PR #14422, opened 2023-09-06
Consolidate image and server setup in multiple checks

AlanCoding:
##### SUMMARY
Some time ago, it was me who introduced `make github_ci_setup` and the runner one too. I figure that it is easiest if I am the one to delete it, since we have now seen an independent solution evolve for the same problem, via shared github actions.

##### ISSUE TYPE

##### COMPONENT NAME
 - API

### DIFF
--- a/.github/actions/awx_ci_setup/action.yml
+++ b/.github/actions/awx_ci_setup/action.yml
@@ -1,0 +1,36 @@
+# This currently *always* uses the "warm build cache" image
+# We should do something to allow forcing a rebuild, probably by looking for
+# some string in the commit message or something.
+
+name: Setup images for AWX
+description: Builds new awx_devel image
+inputs:
+  github-token:
+    description: GitHub Token for registry access
+    required: true
+outputs:
+  ip:
+    description: The IP of the tools_awx_1 container
+    value: ${{ steps.data.outputs.ip }}
+  admin-token:
+    description: OAuth token for admin user
+    value: ${{ steps.data.outputs.admin_token }}
+runs:
+  using: composite
+  steps:
+    - name: Get python version from Makefile
+      shell: bash
+      run: echo py_version=`make PYTHON_VERSION` >> $GITHUB_ENV
+
+    - name: Log in to registry
+      shell: bash
+      run: |
+        echo "${{ inputs.github-token }}" | docker login ghcr.io -u ${{ github.actor }} --password-stdin
+
+    - name: Pre-pull latest available devel image and build HEAD on top of it
+      shell: bash
+      run: |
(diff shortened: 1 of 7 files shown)


AlanCoding:
My belief is that checks too a little longer on this because changes to the Makefile triggered the image rebuilding. I don't recall exactly why this happens but I believe I've seen it before.

.github/actions/awx_ci_setup/action.yml
```diff
@@ -0,0 +1,35 @@
...
+  github-token:
+    description: GitHub Token for registry access
+    required: true
+outputs:
+  ip:
+    description: The IP of the tools_awx_1 container
+    value: ${{ steps.data.outputs.ip }}
+  admin-token:
+    description: OAuth token for admin user
+    value: ${{ steps.data.outputs.admin_token }}
```
relrod: These steps don't exist here, nix?

.github/workflows/ci.yml
```diff
@@ -40,16 +40,31 @@ jobs:
...
 
   dev-env:
     runs-on: ubuntu-latest
     steps:
       - uses: actions/checkout@v3
 
+      - name: Build awx_devel image for running checks
+        uses: ./.github/actions/awx_ci_setup
+        with:
+          github-token: ${{ secrets.GITHUB_TOKEN }}
```
relrod: Would it make sense to have `run_awx_devel` include `awx_ci_setup?`

While we do want to run `awx_ci_setup` independently sometimes, I don't think we'd ever want to run `run_awx_devel` without depending on `awx_ci_setup`.

.github/workflows/e2e_test.yml
```diff
@@ -26,7 +26,6 @@ jobs:
         with:
           build-ui: true
           github-token: ${{ secrets.GITHUB_TOKEN }}
-          log-filename: e2e-${{ matrix.job }}.log
```
AlanCoding, line 29: @relrod This `log-filename` is an input to the other action (upload_awx_devel_logs), not this action. It seems to have not failed anything, but this seemed to be a bug.

I could, however, see the argument for having `run_awx_devel` call `upload_awx_devel_logs` in the same way that I'm now having it call the image build action. In that case, it would be an input, and we also would be more compact by never calling `upload_awx_devel_logs`

But that would require adding it as something like a "finalizer" step, which needs research.

AlanCoding: looks like it's not a thing https://github.com/actions/runner/issues/1478

relrod: Yeah that is what I really wanted to do originally, but there's no way when using a composite action. :(

PR #921, opened 2015-08-03
Update full logo with symmetrical icon.

mcantor:
cf. rack/rack.github.com#10

I hope there are no philosophical problems with the fact that I did the update in Adobe Illustrator instead of Inkscape. I kept the old logo as a separate layer in the document for posterity.


chneukirchen:
Perhaps it would be nice to add the XML comment regarding copyright again.

mcantor:
@chneukirchen Good call; done.

PR #922, opened 2015-08-04
Lazily instantiate ERB template object

mcantor:
Implemented @tenderlove's suggestion on @Wardrop's PR #836.

The indentation fix is a little pedantic, but the `gsub()` should only be called once, just like the template instantiation, so it shouldn't be a deal-breaker as far as I can tell.

Please close #836 if/when this is closed.


tenderlove:
(just closing and reopening to get travis to run again)

PR #923, opened 2015-08-05
Fix indent in document

ganmacs:
I think indent is wrong in document. so Fix it.


spastorino:
Add [ci skip] to the commit message

ganmacs:
Sorry, I added `[ci sikp]`.

PR #937, opened 2015-09-03
Remove duplicate assertion from request spec

nmk:


ioquatix:
Merged by hand, thanks for your contribution.

PR #938, opened 2015-09-04
HeaderHash must clear names on clear/replace.

raxoft:
Without this fix, `@names` contains old names after clear/replace call, causing include?/key?/etc. return true even if the key is not there anymore.

### DIFF
--- a/lib/rack/utils.rb
+++ b/lib/rack/utils.rb
@@ -414,6 +414,12 @@ module Rack
         @names = other.names.dup
       end
 
+      # on clear, we need to clear @names hash
+      def clear
+        super
+        @names = {}
+      end
+
       def each
         super do |k, v|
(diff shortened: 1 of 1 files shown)


jkowens:
Any reason why this hasn't been merged?

lib/rack/utils.rb
```diff
@@ -414,6 +414,12 @@ def initialize_copy(other)
         @names = other.names.dup
       end
 
+      # on clear, we need to clear @names hash
+      def clear
+        super
+        @names = {}
```
mikegee: We can clear the hash without allocating a new one: [`Hash#clear`](http://ruby-doc.org/core-2.2.0/Hash.html#method-i-clear)

ioquatix:
Thanks for your contribution.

☆ ☆ ☆ ☆

**What is required**
Whenever a line of the records holds the string "opened", pick it out and copy it.

**Task response**
PR #14422, opened 2023-09-06
PR #921, opened 2015-08-03
PR #922, opened 2015-08-04
PR #923, opened 2015-08-05
PR #937, opened 2015-09-03
PR #938, opened 2015-09-04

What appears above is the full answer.